→ **DATA EXTRACT**
PR #4021, opened 2024-02-19
Add `isAcceptable()` call to `Preconditions` methods

knutwannheden:
When constructing a precondition using `Preconditions#and()`, `or()`, or `not()` then the returned visitor must also call `isAcceptable()` on the input visitor(s) in order to avoid any `ClassCastException` in case the input visitor overrides `visit(Tree, P)` and as a result probably doesn't call `isAcceptable()` on itself.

→ **WHAT TO DO**
In full and without changes, repeat the listing.

→ **YOUR RESPONSE**
PR #4021, opened 2024-02-19
Add `isAcceptable()` call to `Preconditions` methods

knutwannheden:
When constructing a precondition using `Preconditions#and()`, `or()`, or `not()` then the returned visitor must also call `isAcceptable()` on the input visitor(s) in order to avoid any `ClassCastException` in case the input visitor overrides `visit(Tree, P)` and as a result probably doesn't call `isAcceptable()` on itself.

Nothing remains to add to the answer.